PR #5577, opened 2023-05-30
Make minRequests/maxRequests for a prefetch configurable during an attach

nick4598:


nick4598:
@kabentley Did you get a chance to look into making the time interval for checking with the daemon about prefetching (to determine if we should go to minRequests or maxRequests) configurable? I know you said there may be some issues with that.

kabentley:
> @kabentley Did you get a chance to look into making the time interval for checking with the daemon about prefetching (to determine if we should go to minRequests or maxRequests) configurable? I know you said there may be some issues with that.

It already is configurable from TypeScript via the "timeout" parameter. I see that for some reason i didn't add "maxRequests"  to  the interface in TS, though it is supported internally.

kabentley:
> You mentioned that there were some issues with the timeout being either too high or too low(don't remember which specifically).. do you remember any details around that?

see [this comment](https://github.com/iTwin/imodel-native/blob/cf229d25fe2fde080c98549205ad981411d08241/iModelCore/BeSQLite/SQLite/blockcachevfs.h#L639-L660). I don't think changing it is likely to be a good idea.

core/backend/src/CheckpointManager.ts
```diff
@@ -209,14 +209,17 @@ export class V2CheckpointManager {
...
-        const logPrefetch = async (prefetch: CloudSqlite.CloudPrefetch) => {
+        const logPrefetch = async (prefetch: CloudSqlite.CloudPrefetch, minRequests: number, maxRequests: number, timeout: number) => {
           const stopwatch = new StopWatch(`[${container.containerId}/${dbName}]`, true);
-          Logger.logInfo(loggerCategory, `Starting prefetch of ${stopwatch.description}`);
+          Logger.logInfo(loggerCategory, `Starting prefetch of ${stopwatch.description}`, {minRequests, maxRequests, timeout});
           const done = await prefetch.promise;
-          Logger.logInfo(loggerCategory, `Prefetch of ${stopwatch.description} complete=${done} (${stopwatch.elapsedSeconds} seconds)`);
+          Logger.logInfo(loggerCategory, `Prefetch of ${stopwatch.description} complete=${done} (${stopwatch.elapsedSeconds} seconds)`, {minRequests, maxRequests, timeout});
         };
+        const minRequests = IModelHost.appWorkspace.settings.getNumber("Checkpoints/prefetch/minRequests", 3);
```
kabentley, line 218:
```ts
          const getPrefetchConfig = (name: string, defaultVal: number) => IModelHost.appWorkspace.settings.getNumber(`Checkpoints/prefetch/${name}`, defaultVal);
          const minRequests = getPrefetchConfig("minRequests", 3);
          const maxRequests = getPrefetchConfig("maxRequests", 6);
          const timeout = getPrefetchConfig("timeout", 100);
```

nick4598:
> > You mentioned that there were some issues with the timeout being either too high or too low(don't remember which specifically).. do you remember any details around that?
> 
> see [this comment](https://github.com/iTwin/imodel-native/blob/cf229d25fe2fde080c98549205ad981411d08241/iModelCore/BeSQLite/SQLite/blockcachevfs.h#L639-L660). I don't think changing very much it is likely to be a good idea. In particular, setting it to a larger value violates Dan's "timely" comment.

I'm not sure that increasing it does violate Dan's timely comment. Won't our applications always be calling sqlite3_bcvfs_prefetch_run in a timely manner since you call it in a while (true) loop? The only time the timeout we provide comes into play is when m_nOutstanding == 0. m_nOutstanding is "The total number of outstanding requests managed by the
prefetch object." I don't really know when this would be 0 (maybe when minRequests is set to 0 or 1?), since calling sqlite3_bcvfs_prefetch_run "issues http requests for blocks of the database file that are not currently in the local cache until either (a) there are in total nRequest such requests outstanding, or (b) there are requests outstanding for all blocks not currently in the cache. 

If our minRequests is set to 3 for example, I think sqlite3_bcvfs_prefetch_run returns after one of those completes and then we call sqlite3_bcvfs_prefetch_run again to issue another request (potentially up to 6 if there are no on demand requests after one of those prefetches completes). 

It feels like to me we actually need two timeouts. I don't know if I really want sqlite3_bcvfs_prefetch_run to return after 100ms if our block downloads are taking longer than that (I'd prefer to return after one of the blocks has finished). But if our m_nOutstanding is 0, then we probably want a shorter sleep time(BeDuration::FromMilliseconds(m_timeout).Sleep() call). Especially if our minRequests is 1, because we'd always hit that m_nOutstanding is 0 case and take 100 ms per block that we fire off if I'm understanding correctly. 

If our minRequests is 0, then we probably don't want to be too aggressive with our sleeps though, because then that means we are just waiting for nDemand to reach 0 and we'll often be pestering the daemon until there are no demands.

▶ **WORK TO COMPLETE**: Show every line from the entries above in which the word "probably" appears.

▶ **SOLUTION TO THE PROBLEM**:
It feels like to me we actually need two timeouts. I don't know if I really want sqlite3_bcvfs_prefetch_run to return after 100ms if our block downloads are taking longer than that (I'd prefer to return after one of the blocks has finished). But if our m_nOutstanding is 0, then we probably want a shorter sleep time(BeDuration::FromMilliseconds(m_timeout).Sleep() call). Especially if our minRequests is 1, because we'd always hit that m_nOutstanding is 0 case and take 100 ms per block that we fire off if I'm understanding correctly. 
If our minRequests is 0, then we probably don't want to be too aggressive with our sleeps though, because then that means we are just waiting for nDemand to reach 0 and we'll often be pestering the daemon until there are no demands.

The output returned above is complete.